They arrived without notice at around 2 p.m. on Thursday; more than two dozen police officers who quickly took up positions in front of a municipal office building in northern Paris.
With well-practised precision they sealed off the street and began rounding up nearly 300 homeless people, slowly directing them to buses that pulled up in regular intervals.
No one seemed to know where the buses were going and in the commotion families became separated. Panicked relatives searched the crowd for familiar faces as charity workers scrambled to offer help. The area around the building was littered with blankets, empty water bottles and food wrappers.
“I’ve been living on the street here for a week with my son,” said Aisha Konate as she sat on the sidewalk and held a bottle for her seven-month-old son who wriggled in his stroller. “I don’t know where they are taking us,” she added, tears streaming down her face.
Across the street an orange blanket lay neatly on the sidewalk. Next to it was a handwritten sign on a piece of cardboard that read; Enfant à la rue, children on the street.
Charity workers said it was no coincidence that police chose the day before the Olympics opening ceremony for the raid. They say city officials and police have been targeting homeless people for weeks, shipping many to temporary shelters far from downtown in order to spruce up the city’s image for the Games.
Christophe Noël du Payrat, a senior Paris official, denied that the evictions had anything to do with the Olympics. “We are working on this issue every week since several years,” he said in an interview outside the municipal building. The city has an obligation to find shelter for people living on the streets, he added, especially young children.
“We are taking out of the streets about 6,000, 7,000 each year from these kinds of camps within Paris,” he said. “We can’t say ‘It’s the Olympics we don’t intervene’, because otherwise we’ll be criticized.”
He acknowledged that some homeless people have been moved from spots near Olympic venues such as the Champ de Mars and Place de la Concorde because of the Games. But he insisted that Thursday’s action was “social work as usual for us.”
His comments didn’t sit well with Antoine De Clerck, who is with Le revers de la médaille or the “Other side of the coin”, a Paris-based coalition of charities that works with homeless people.
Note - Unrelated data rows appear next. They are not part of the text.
PR #1304, opened 2018-04-20
User's pending transactions

### LINKED ISSUE #1297: Pending transactions warning
There is a big warning saying "There are some pending transactions. Data you see may not be updated". Currently, it's shown whenever there are some pending transactions. It might be visible all the time as the network will be used more often. 

We could show the warning only if one of the user's addresses is listed as an output of one of the pending transactions.

mahansky:
Fixes #1297

Changes:
- red warning saying "There are some pending transactions.." will now be shown only if your addresses are part of those transactions
- using `/transactions?confirmed=0&addrs=<user's adresses>` instead of `/pendingTxs`

`Settings -> Pending transactions` are still using the default `/pendingTxs` endpoint

### DIFF
--- a/src/gui/static/src/app/services/wallet.service.ts
+++ b/src/gui/static/src/app/services/wallet.service.ts
@@ -32,12 +32,7 @@ export class WalletService {
   }
 
   addressesAsString(): Observable<string> {
-    return this.all().map(wallets => wallets.map(wallet => {
-      return wallet.addresses.reduce((a, b) => {
-        a.push(b.address);
-        return a;
-      }, []).join(',');
-    }).join(','));
+    return this.allAddresses().map(addrs => addrs.map(addr => addr.address)).map(addrs => addrs.join(','));
   }
 
   addAddress(wallet: Wallet, password?: string) {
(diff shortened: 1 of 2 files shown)


Senyoret1:
Tested with real and simulated unconfirmed transactions (modifying the node, not the frontend). Working without problems.

mahansky:
Switched form using `/transactions?confirmed=0` to `/wallet/transactions`

src/gui/static/src/app/services/wallet.service.ts
```diff
@@ -88,13 +83,30 @@ export class WalletService {
...
-      this.pendingTxs.next(txs);
+    this.wallets.first().subscribe(wallets => {
+      Observable.forkJoin(wallets.map(wallet => this.apiService.get('wallet/transactions', { id: wallet.filename })))
+        .subscribe(pending => {
+          this.pendingTxs.next(
+            pending
+              .filter(response => response.transactions.length > 0)
+              .map(response => response.transactions)
+              .reduce((txs, tx) => {
+                if (!txs.find(t => t.transaction.txid === tx.transaction.txid)) {
```
Senyoret1: Throwing "ERROR TypeError: Cannot read property 'txid' of undefined" both with real transactions and with simulated responses.

For initial testing, you can force the node to always return one transaction per wallet by adding this code on the line 520 of src/gui/wallet.go:

```
testTx := visor.UnconfirmedTxn {}
txns = make([]visor.UnconfirmedTxn, 1)
txns[0] = testTx;
```

mahansky:
I tested it with real transactions and it worked for some reason, but shouldn't. Thanks for the spot.

PR #1308, opened 2018-04-20
[cmd] [gui]Fixed #1275 Randomize web interface port

### LINKED ISSUE #1275: Randomize web interface port when running as desktop wallet
If an attacker has access to the machine, they could bind to the standard port while the backend node is off, and in some cases, this could result in the wallet communicating to a malicious backend.  Randomize the web interface port when running as a desktop wallet to reduce the feasibility of this attack.

stdevHan:
Fixes #1275 

Changes:
-Modifying cmd/skycoin.go so that it generates a random port to the api
-Modifying /src/gui/static/src/environments/environment.prod.ts to read through any port, the api

No

### DIFF
--- a/src/gui/static/src/environments/environment.prod.ts
+++ b/src/gui/static/src/environments/environment.prod.ts
@@ -1,5 +1,5 @@
 export const environment = {
-  nodeUrl: 'http://127.0.0.1:6420/',
+  nodeUrl: '../' ,
   production: true,
   tellerUrl: 'https://event.skycoin.net/api/',
 };
--- a/cmd/skycoin/skycoin.go
+++ b/cmd/skycoin/skycoin.go
@@ -4,6 +4,7 @@ import (
 	"flag"
 	"fmt"
 	"log"
+	"math/rand"
 	"net/http"
 	_ "net/http/pprof"
 	"os"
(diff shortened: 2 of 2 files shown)


gz-c:
Port randomization should only occur when run via `run.sh` or electron.  The runner should choose their own randomized port and configure the skycoin node's options with this port. Do not change the internal port.

run.sh
```diff
@@ -15,6 +14,7 @@ go run -ldflags "${GOLDFLAGS}" cmd/skycoin/skycoin.go \
     -launch-browser=true \
     -enable-wallet-api=true \
     -rpc-interface=false \
+    -web-interface-port $(($RANDOM%65563))  \
```
gz-c: * Ports below 1000 can only be bound by root
* Port should make sure nothing else is using it
* Should use a CSPRNG-generated number if possible
* Need to do this for electron as well

src/gui/static/src/environments/environment.prod.ts
```diff
@@ -1,5 +1,5 @@
 export const environment = {
-  nodeUrl: 'http://127.0.0.1:6420/',
+  nodeUrl: '../' ,
```
olemis: Does this always work ? Shouldn't it be an absolute URL ?

stdevHan: @olemis  absolute urls are set when you are only going to point to a standard address, but in this case they change the addresses a lot, that is, ip: random (port) is declared in this way so that it reads the api from the address that continues ".. / ".

PR #1341, opened 2018-04-22
Cli with encryption

### LINKED ISSUE #953: Update CLI to support wallet encryption

### LINKED ISSUE #1171: Update CLI to support encrypted wallets
Wallet CLI password handling:

Password arguments can be specified with a cli flag.  
If a password is provided and the wallet is not encrypted, this is an error.
If a password is not provided and the wallet is encrypted, prompt the user for a password.

Prompting for a password:

https://godoc.org/golang.org/x/crypto/ssh/terminal#ReadPassword
    - Make sure this does not need cgo to build (add CGO_ENABLED=0 to makefile test commands?)
    - If it does, maybe try https://github.com/bgentry/speakeasy 

Wallet CLI changes:

`addPrivateKey`
    - Add password argument

`createRawTransaction`
    - Add password argument

`generateAddresses`
    - Add password argument

`generateWallet`
    - Add encrypt (bool) and password arguments

`send`
    - Add password argument

New command:

`showSeed`

Args:
    - wallet file from env vars
    - password, if encrypted

Print the seed for the wallet on the command line.  As opposed to `GET /wallet/seed`, this doesn't care if the wallet is encrypted or not.

New command:

`decryptWallet`

Args:
    - wallet file from env vars
    - password

Return an error if the wallet is not encrypted (exit code 1), otherwise if successful return nothing (exit code 0)

New command:

`encryptWallet`

Args:
    - wallet file from env vars
    - password

Return an error if the wallet is already encrypted.

iketheadore:
Fixes #1171 

Changes:
- Add password argument to `addPrivateKey`, `createRawTransaction`, `generateAddresses`, `generateWallet`, `send`.
- Add `showSeed` command with encryption support
- Add `decryptWallet` command
- Add `decryptWallet` command
- Update partial integration tests

TODO:
- [x] Add CLI integration tests for `showSeed`
- [x] Add CLI integration tests for `decryptWallet`
- [x] Fill CLI integration tests for `encryptWallet`
- [x] Update CHANGELOG.md

Yes

### DIFF
--- a/src/api/cli/add_private_key.go
+++ b/src/api/cli/add_private_key.go
@@ -63,7 +63,7 @@ func addPrivateKeyCmd(cfg Config) gcli.Command {
 				errorWithHelp(c, err)
 				return nil
 			case WalletSaveError:
-				return errors.New("Save wallet failed")
+				return errors.New("save wallet failed")
 			default:
 				return err
 			}
--- a/src/api/cli/add_private_key.go
+++ b/src/api/cli/add_private_key.go
@@ -51,7 +51,7 @@ func addPrivateKeyCmd(cfg Config) gcli.Command {
 				return err
 			}
 
-			err = AddPrivateKeyToFile(w, skStr, c)
+			err = AddPrivateKeyToFile(w, skStr, []byte(c.String("p")))
 
 			switch err.(type) {
 			case nil:
@@ -97,14 +97,12 @@ func AddPrivateKey(wlt *wallet.Wallet, key string) error {
 }
 
 // AddPrivateKeyToFile adds a private key to a wallet based on filename.  Will save the wallet after modifying.
-func AddPrivateKeyToFile(walletFile, key string, c *gcli.Context) error {
+func AddPrivateKeyToFile(walletFile, key string, password []byte) error {
 	wlt, err := wallet.Load(walletFile)
 	if err != nil {
 		return WalletLoadError(err)
 	}
 
-	// read password from -p flag
-	password := []byte(c.String("p"))
 	if !wlt.IsEncrypted() {
 		if len(password) != 0 {
 			return wallet.ErrWalletNotEncrypted
@@ -116,7 +114,7 @@ func AddPrivateKeyToFile(walletFile, key string, c *gcli.Context) error {
 	} else {
 		if len(password) == 0 {
 			var err error
-			password, err = readPasswordFromTerminal(c)
+			password, err = readPasswordFromTerminal()
 			if err != nil {
 				return err
 			}
--- a/src/api/cli/add_private_key.go
+++ b/src/api/cli/add_private_key.go
@@ -103,7 +103,11 @@ func AddPrivateKeyToFile(walletFile, key string, pr PasswordReader) error {
 			return wallet.ErrMissingPassword
 		}
 	case PasswordFromBytes:
-		p, _ := pr.Password()
+		p, err := pr.Password()
+		if err != nil {
+			return err
+		}
+
 		if !wlt.IsEncrypted() && len(p) != 0 {
 			return wallet.ErrWalletNotEncrypted
 		}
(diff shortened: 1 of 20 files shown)


src/api/cli/cli.go
```diff
@@ -305,3 +309,72 @@ func printJSON(obj interface{}) error {
 
 	return nil
 }
+
+// readPasswordFromTerminal promotes user to enter password and read it.
+func readPasswordFromTerminal() ([]byte, error) {
+	// Promotes to enter the wallet password
+	fmt.Fprint(os.Stdout, "enter password:")
+	bp, err := terminal.ReadPassword(0)
```
gz-c: should we use os.Stdin?

src/api/cli/cli.go
```diff
@@ -305,3 +309,72 @@ func printJSON(obj interface{}) error {
...
+func (w WalletLoadError) Error() string {
+	return w.error.Error()
+}
+
+// WalletSaveError is returned if a wallet could not be saved
+type WalletSaveError struct {
+	error
+}
+
+func (w WalletSaveError) Error() string {
```
gz-c: isn't this redundant?

src/api/cli/generate_wallet.go
```diff
@@ -120,11 +131,49 @@ func generateWallet(c *gcli.Context) error {
...
-	wlt, err := GenerateWallet(wltName, label, sd, num)
+
+	cryptoType, err := wallet.CryptoTypeFromString(c.String("x"))
+	if err != nil {
+		return err
+	}
+
+	pr := NewPasswordReader([]byte(c.String("p")))
+	switch pr.(type) {
+	case nil:
```
gz-c: pr won't be nil?

src/api/cli/add_private_key.go
```diff
@@ -90,13 +91,42 @@ func AddPrivateKey(wlt *wallet.Wallet, key string) error {
...
+		return WalletLoadError{err}
+	}
+
+	switch pr.(type) {
+	case nil:
+		if wlt.IsEncrypted() {
+			return wallet.ErrMissingPassword
+		}
+	case PasswordFromBytes:
+		p, _ := pr.Password()
```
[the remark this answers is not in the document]
iketheadore: `PasswordFromBytes` type doesn't have error.

src/api/cli/cli.go
iketheadore: `os.Stdin` is type of `*os.File`, while the `ReadPassword` accepts `int` type as argument. I tried to use `syscall.Stdin`, but it has compilation problem, would have error: 

```
cannot use syscall.Stdin (type syscall.Handle) as type int in argument to terminal.ReadPassword
```

gz-c: Nevermind, its safe to use 0, syscall.Stdin is always 0 anyway

iketheadore: Yes, syscall.Stdin is 0, but not for windows, as the `build` flag in `syscall_unix.go` is
`// +build darwin dragonfly freebsd linux netbsd openbsd solaris`.

gz-c: What is it in windows? Then do we need to do `int(syscall.Stdin)`?

gz-c: I see, `syscall_windows.go:	Stdin  = getStdHandle(STD_INPUT_HANDLE)`

then we probably need to do `int(os.Stdin.Fd())` or `int(syscall.Stdin)`

src/api/cli/add_private_key.go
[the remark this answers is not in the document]
gz-c: should still check in case that changes

src/api/cli/cli.go
iketheadore: I will test `int(syscall.Stdin)` on windows to see if it is able to work

iketheadore: OK,` int(syscall.Stdin)` works, I will use it.

PR #4135, opened 2022-08-28
[CI] Run Jazzy with Bazel

jpsim:
To cache gems, the SwiftLint binary & the SourceKitten docs.


jpsim:
Works but seems to be a bit slower than running on the host machines directly.

Issue #4048, opened 2022-07-27
Is there any way to specify an output file for SwiftLint reports instead of using '>' ?


tychop:
I want to save a json report of my SwiftLint BuildToolPlugin so I can use it elsewhere.

I am currently trying the following:

```
import PackagePlugin

@main
struct SwiftLintPlugin: BuildToolPlugin {
	func createBuildCommands(context: PluginContext, target: Target) async throws -> [Command] {
		return [
			.buildCommand(
				displayName: "Running SwiftLint for \(target.name)",
				executable: try context.tool(named: "swiftlint").path,
				arguments: [
					"lint",
					"--in-process-sourcekit",
					"--path", "\(target.directory.string)",
					"--config", "\(context.package.directory.string)/.swiftlint.yml",
					"--reporter", "json",
					">", "swiftlint.result.json"
				],
				environment: [:]
			)
		]
	}
}
```

But that basically boils down to the following command in which the quotes around the '>' character prevents creating an output file.

```
swiftlint lint \
	--in-process-sourcekit \
	--path BusinessModel \
	--config .swiftlint.yml \
	--reporter json ">" swiftlint.result.json
```

Is there any way to specify an output file for SwiftLint reports instead of using '>' ?

SimplyDanny:
As far as I see, there is currently no other way to write the report to a file.

One option is to support that in SwiftLint. Another one is to convince the maintainers of [swift-tools-support-core](https://github.com/apple/swift-tools-support-core) to avoid escaping of single arguments like `>`, `|`, `2>`, ... [This](https://github.com/apple/swift-tools-support-core/blob/0b77e67c484e532444ceeab60119b8536f8cd648/Sources/TSCBasic/StringConversions.swift#L66) should be the responsible line in their code.

jpsim:
@tychop can you please check out #4148 and let me know if it's what you're looking for?

tychop:
This works excellent !!! Thank you very much.

PR #4148, opened 2022-08-30
Add `--output` option to lint and analyze commands

jpsim:
To write to a file instead of to stdout.

Addresses https://github.com/realm/SwiftLint/issues/4048


Source/SwiftLintFramework/Extensions/Configuration+Remote.swift
```diff
@@ -141,11 +141,11 @@ internal extension Configuration.FileGraph.FilePath {
     ) throws -> String {
         if let cachedFilePath = cachedFilePath {
             if taskDone {
-                queuedPrint(
+                queuedPrintError(
```
SimplyDanny, line 144: Is the changed output stream for these messages an API change that should be mentioned in the CHANGELOG explicitly? Some users might refer to the output in their build/lint jobs.

SimplyDanny (approved):
LGTM! Just one question ...

Source/SwiftLintFramework/Extensions/Configuration+Remote.swift
jpsim: Yes, although I'd put this in the bug fixes section because the (unwritten?) policy has been for violations to be printed to stdout and any other logging to be printed to stderr so that you could always `swiftlint ... > outfile.txt` or `swiftlint --reporter json > outfile.json` and not have invalid formatting because there was some error/info logs mixed in with the reports.

jpsim: a0100ef

Issue #4094, opened 2022-08-15
`explicit_self` rule not working?


NachoSoto:
### New Issue Checklist

- [x] Updated SwiftLint to the latest version
- [x] I searched for [existing GitHub issues](https://github.com/realm/SwiftLint/issues)

### Describe the bug

Given this example in the rule:
```swift
struct ABC {
    func f1() {}
    func f2() {
        f1()
    }
}
```

No warnings are produced

##### Complete output when running SwiftLint, including the stack trace and command used
```bash
$ swiftlint
Linting Swift files in current working directory
Linting 'test.swift' (1/1)
Done linting! Found 0 violations, 0 serious in 1 file.
```

### Environment

* SwiftLint version: `0.48.0`
* Installation method used: Homebrew
* Paste your configuration file:

```yml
opt_in_rules:
  - explicit_self
```

* Are you using [nested configurations](https://github.com/realm/SwiftLint#nested-configurations)? No
* Which Xcode version are you using?  `Xcode 14.0 Build version 14A5294e`
* Do you have a sample that shows the issue?
```bash
echo "struct A { func f1() {} func f2() { f1() } }" | swiftlint lint --no-cache --use-stdin --enable-all-rules
```

NachoSoto:
I see now that this is an "analyzer rule". I hadn't heard about those before.
However this isn't working for me, so surely I'm doing something wrong:
```bash
swiftlint analyze
Error: Could not read compiler invocations
```

NachoSoto:
I see this is documented [here](https://github.com/realm/SwiftLint#analyze). Sorry for the noise!

jpsim:
Yeah analyzer rules are harder to set up and take along time to run but they allow you to run static analysis type rules that are quite powerful and accurate. Let me know if you need more help to set this up.

NachoSoto:
Thanks!

NachoSoto:
I wonder if it should be an error to add an invalid rule in `opt_in_rules`? That would have made me realize right away that I was doing something wrong.

SimplyDanny:
> I wonder if it should be an error to add an invalid rule in `opt_in_rules`? That would have made me realize right away that I was doing something wrong.

This is a good idea, indeed! Wrongly places rules in the configuration should be flagged.

jpsim:
> I wonder if it should be an error to add an invalid rule in `opt_in_rules`? That would have made me realize right away that I was doing something wrong.

Ah yes, good call, sorry I missed this comment.

PR #4151, opened 2022-09-02
Warn on rules listed in wrong section in configuration

SimplyDanny:
Opt-in rules do not need to be disabled, while rules active by default do not need to be enabled in the `opt_in_rules` section. Analyzer rules should be listed in their own section. In addition to misspelled rule names, warn for IDs listed in the wrong category.

This validation has been suggested in [this comment](https://github.com/realm/SwiftLint/issues/4094#issuecomment-1215901036),

### DIFF
--- a/CHANGELOG.md
+++ b/CHANGELOG.md
@@ -47,6 +47,14 @@
 * Add methods from SE-0348 to `UnusedDeclarationRule`.  
   [JP Simard](https://github.com/jpims)
 
+* Show warnings in the console for
+  * opt-in rules that are listed in the `disabled_rules` configuration section,
+  * active-by-default rules that are listed in the `opt_in_rules` configuration section and
+  * Analyzer rules that are listed in the `opt_in_rules` configuration section
+
+  as the user's intention might not be reflected correctly in the configuration.  
+  [SimplyDanny](https://github.com/SimplyDanny)
+
 #### Bug Fixes
 
 * None.
--- a/Source/SwiftLintFramework/Extensions/Configuration+Parsing.swift
+++ b/Source/SwiftLintFramework/Extensions/Configuration+Parsing.swift
@@ -57,6 +57,9 @@ extension Configuration {
             configurationDictionary: dict, disabledRules: disabledRules,
             optInRules: optInRules, onlyRules: onlyRules, ruleList: ruleList
         )
+        Self.warnAboutMisplacedAnalyzerRules(optInRules: optInRules, ruleList: ruleList)
+        Self.warnAboutMisplaced(optInRules: optInRules, ruleList: ruleList)
+        Self.warnAboutMisplaced(disabledRules: disabledRules, ruleList: ruleList)
 
         let allRulesWrapped: [ConfigurationRuleWrapper]
         do {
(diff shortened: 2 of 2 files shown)


Source/SwiftLintFramework/Extensions/Configuration+Parsing.swift
```diff
@@ -202,4 +203,15 @@ extension Configuration {
...
         }
     }
+
+    private static func warnAboutMisplacedAnalyzerRules(optInRules: [String], ruleList: RuleList) {
+        let analyzerRules = ruleList.list
+            .filter { $0.value.self is AnalyzerRule.Type }
+            .map(\.key)
+        let invalidKeys = Set(analyzerRules).intersection(optInRules)
+        if invalidKeys.isNotEmpty {
+            queuedPrintError("warning: Analyzer rules \(invalidKeys) are opt-in by default and should be " +
```
jpsim, line 213: Can this sort and pretty-print the rule IDs? right now it's a `Set` so the order could change every time this is run, and the way it's embedded in a sentence might not look good. Maybe a dashed list at the end?

> warning: Analyzer rules must be listed in the 'analyzer_rules' configuration section:
> - explicit_self
> - unused_declaration
> - unused_import

jpsim (commented):
I'm glad to see this overall, thanks for doing this.

Can we centralize the check in one place though?

Source/SwiftLintFramework/Extensions/Configuration+Parsing.swift
SimplyDanny: The set is now sorted. Like in the other warnings, for every misplaced rule, a separate warning is shown.

SimplyDanny:
> Can we centralize the check in one place though?

All checks are now centralized in `Configuration+Parser.swift`.

CHANGELOG.md
```diff
@@ -47,6 +47,14 @@
 * Add methods from SE-0348 to `UnusedDeclarationRule`.  
   [JP Simard](https://github.com/jpims)
 
+* Show warnings in the console for
+  * opt-in rules that are listed in the `disabled_rules` configuration section,
```
jpsim, line 51: How does this work with nested configurations? Like if an opt-in rule is enabled at the root configuration and disabled in a nested configuration?

SimplyDanny: Hm ... I guess it does not work at all. I did not think about nested configurations to be honest. Considering them now, my assumptions (no need to disable opt-in rules, no need to enable rules active by default) are not valid anymore. It makes sense to disable an opt-in rule if it was enabled in the parent configuration for example.

It would still be reasonable to validate merged configurations. But how to report warnings then? How to tell to which combination of configurations a warning belongs to?

The initial idea for these checks came from the fact that Analyzer rules were specified but were not considered because `swiftlint lint` was run instead of `swiftlint analyze`. It doesn't even matter whether they are listed in `analyzer_rules` or `opt_in_rules`. The important thing is to actually run SwiftLint in `analyze` mode.

Reflecting on all this, I think there is not much we can do to help the user. Analyzer rules must be triggered specially. SwiftLint cannot decide whether it is running in the right mode just by the configuration. And it also doesn't hurt to have rules listed redundantly or in the "wrong" section.

The only thing that could help is providing a hint like "`rule_id` as an Analyzer rule belongs into the `analyzer_rules` section to run it in the special `analyze` mode". Feels a bit over-engineered now, however. If all rules are listed in the correct section, there won't be a warning and you can still forget to run `swiftlint analyze` separately.

That said, it's probably better to skip implementation of these warnings entirely and close the PR. 😅

jpsim: Yes, sorry to say but I also think we should just close the PR.

SimplyDanny: Fine for me. Good you asked the question. Better than adding something unhelpful, confusing or even wrong.

At least, we though about it and know better now and for the future.

PR #4152, opened 2022-09-03
Add `excludes_trivial_init` for `missing_docs`

### LINKED ISSUE #4107: Option to disable missing_docs for trivial public init's
### New Issue Checklist

### New rule request

We often need trivial public init functions to allow an object to created. But this causes a missing_docs warning from SwiftLint unless we add doc comments with something generic like "Initializes xyz".

It would be nice if there was a way to disable missing_docs for public init functions with no parameters, such as excludes_trivial_init. This would let us keep missing_docs for the other situation.

Example where it should not trigger if excludes_trivial_init is set.
```
public init() {}
public init() {}
public init() {
    self.property1 = 123
}

/// Initializes with a name.
public init(name: String) {
    self.name = name
}
```

Example where it should still trigger even if excludes_trivial_init is set.
```
public init(name: String) {
    self.name = name
}
```

Yes, a configuration option, such as excludes_trivial_init, would be important.

Opt-in to avoid causing problems for existing code.

marcelofabri:
Fixes #4107

### DIFF
--- a/CHANGELOG.md
+++ b/CHANGELOG.md
@@ -10,7 +10,10 @@
 
 #### Enhancements
 
-* None.
+* Add new `excludes_trivial_init` configuration for `missing_docs` rule
+  to exclude initializers without any parameters.  
+  [Marcelo Fabri](https://github.com/marcelofabri)
+  [#4107](https://github.com/realm/SwiftLint/issues/4107)
 
 #### Bug Fixes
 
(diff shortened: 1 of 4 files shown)


SimplyDanny (approved):
LGTM!

jpsim:
+1 and although you did the right thing naming this configuration parameter this way, I wonder how consistent we are across all rules about the tense of our verbs & keys (e.g. `exclude_trivial_init` vs `excludes_trivial_init`). Might not matter much in practice if it's inconsistent, or maybe it'll confuse someone. Probably not worth breaking anything now just in the name of consistency though.

marcelofabri:
> +1 and although you did the right thing naming this configuration parameter this way, I wonder how consistent we are across all rules about the tense of our verbs & keys (e.g. `exclude_trivial_init` vs `excludes_trivial_init`). Might not matter much in practice if it's inconsistent, or maybe it'll confuse someone. Probably not worth breaking anything now just in the name of consistency though.

Yeah, I noticed the same thing and was wondering what is our preference here

PR #4153, opened 2022-09-03
Exclude `weak_delegate` rule from autocorrection

### LINKED ISSUE #3577: Rule weak_delegate should not autocorrect
### New Issue Checklist

### Describe the bug

The [weak_delegate](https://realm.github.io/SwiftLint/weak_delegate.html) rule is unique in that it actually changes the behavior of the code by autocorrecting `weak` to delegates.  It would be unsafe to apply this rule to a codebase as objects may now released that had previously been retained, leading to undefined behavior and bugs.

This rule is still useful as a warning to developers, but autocorrect should be disabled.

SimplyDanny:
Fixes #3577.

### DIFF
--- a/CHANGELOG.md
+++ b/CHANGELOG.md
@@ -2,7 +2,10 @@
 
 #### Breaking
 
-* None.
+* Exclude `weak_delegate` rule from autocorrection due to behavioral changes
+  leading to potential undefined behavior or bugs.  
+  [SimplyDanny](https://github.com/SimplyDanny)
+  [#3577](https://github.com/realm/SwiftLint/issues/3577)
 
 #### Experimental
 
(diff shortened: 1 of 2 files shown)


SimplyDanny:
The build does not like me anymore. 😐 The TSan job is always failing with 
```
ERROR: Failed to query remote execution capabilities: UNAUTHENTICATED: no authentication metadata found
```
Anything I can do about it, @jpsim? It's the same for #4151 and #3989.

jpsim:
I wonder if this is because I need to flip a flag in Azure Pipelines to allow external repos to access these credentials 🤔

Looking into it.

jpsim:
Just checked this, let's see if that works.

image

jpsim:
I give up. I may need to disable the remote cache on Azure Pipelines completely.

jpsim:
ok I think it's working now.

SimplyDanny:
> Not great, but the rule is flawed to start with.

Indeed. Thank you for looking into the build issues!

PR #4154, opened 2022-09-04
Rewrite `for_where`, adding `allow_for_as_filter` config

### LINKED ISSUE #4040: Add configuration for `for_where` rule
### New Issue Checklist

----

While updating our code base to use SwiftLint 0.48.0, I realized `for_where` is now triggering for some cases where it wasn't before. It's great to fix false positives, but it made me realize that this rule might not be always wanted.

In several places of our app, we use an `if` inside a `for` to test if any object in a given array meets a condition. Some examples:

```swift
for clause in clauses {
    if clause.evaluate(object) {
        return true
    }
}
return false
```

```swift
for featureSet in minimalSupportedFeatureSets {
    if device.supportsFeatureSet(featureSet) {
        return true
    }
}

return false
```

While we could update them to use `where`, I kind of feel like it's against the spirit of the rule and it makes code harder to read:

```swift 
for clause in clauses where clause.evaluate(object) {
    return true
}
return false
```

Instead, the rule could have a configuration like `allow_single_return` to not trigger a violation if the only statement inside the `if` is a `return` statement.

marcelofabri:
Fixes #4040


jpsim:
What do you think about https://github.com/JohnCoates/Aerial/blob/97068951d2c67a56d42f705d405bd0578e45a672/Aerial/Source/Models/ManifestLoader.swift#L955:25 which was flagged by OSSCheck?

marcelofabri:
> What do you think about https://github.com/JohnCoates/Aerial/blob/97068951d2c67a56d42f705d405bd0578e45a672/Aerial/Source/Models/ManifestLoader.swift#L955:25 which was flagged by OSSCheck?

I could go either way honestly. I think complex `where` conditions are not great, so maybe not throwing a violation here and leaving it for the developer's judgement is better?

jpsim (approved):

De Clerck said city officials have carried out dozens of evictions by issuing decrees that can be challenged in court but only long after the people have been moved. Typically officials seek a court order first, he added. But since that process can take weeks, they’ve opted for the more efficient decrees.
“The number of operations we have seen in the last four months is the same that we had in just one year,” he said Thursday. He added that most of the people have been bused to temporary shelters for only 30 days, just long enough for the Olympics.
Sixteen-year-old Abou has been driven out of almost every place he’s tried to sleep in recent weeks.
He came to Paris from Guinea in March and has spent most of that time living under bridges and in train stations. As the Olympics drew closer, the police presence escalated and he’s been constantly on the move.
“It’s very, very difficult for us,” he said, asking that his last name not be used so as not to jeopardize his asylum claim. He recently was given a bed in a gymnasium, but he has to leave during the day and spends his time avoiding the police.
Paris isn’t the first city holding a major world event to be accused of “social cleansing.” Almost every Olympic city has engaged in similar efforts to clear away people officials deem undesirable.
“The Olympics are an inequality machine. They take the inequalities that exist in society and they magnify them,” said Jules Boykoff, a political scientist at Pacific University in Oregon who specializes in the politics of the Olympics. Boykoff said he has seen a similar pattern stretching back to the Seoul Olympics in 1988.
Over in the northern suburb of Seine-Saint-Denis, known as the 93 because of its administrative number, officials have hung colourful drapes over the Pont de Stains to cover up graffiti and conceal an area under the bridge where charity workers say police removed about 100 homeless people last week. To make sure no one came back, they installed 35 large concrete blocks that make it impossible to sit or lie down.
The raid was directly tied to the Games, charities say. The bridge crosses a canal not far from the Stade de France, the main Olympic stadium. During Friday’s opening ceremony the Olympic torch will travel in a barge along the canal to the stadium where a cauldron will be lit for the duration of the Games.
“This had been a tent city for three years because these people were expelled from Paris and pushed here to the 93,” said Paul Alauzy, a co-ordinator with Le revers de la médaille. “So now this is Olympic ground and when the flame goes by the poor people have to go away, apparently.”
The heavy-handed approach has shocked some Parisians. Miche Samuzu was stunned as she watched the police prod people onto the buses outside the municipal building. “I just came up from the subway and I saw this and I am just sick,” she said as she stood across the street. “It’s not right to treat people like this. They are not animals.”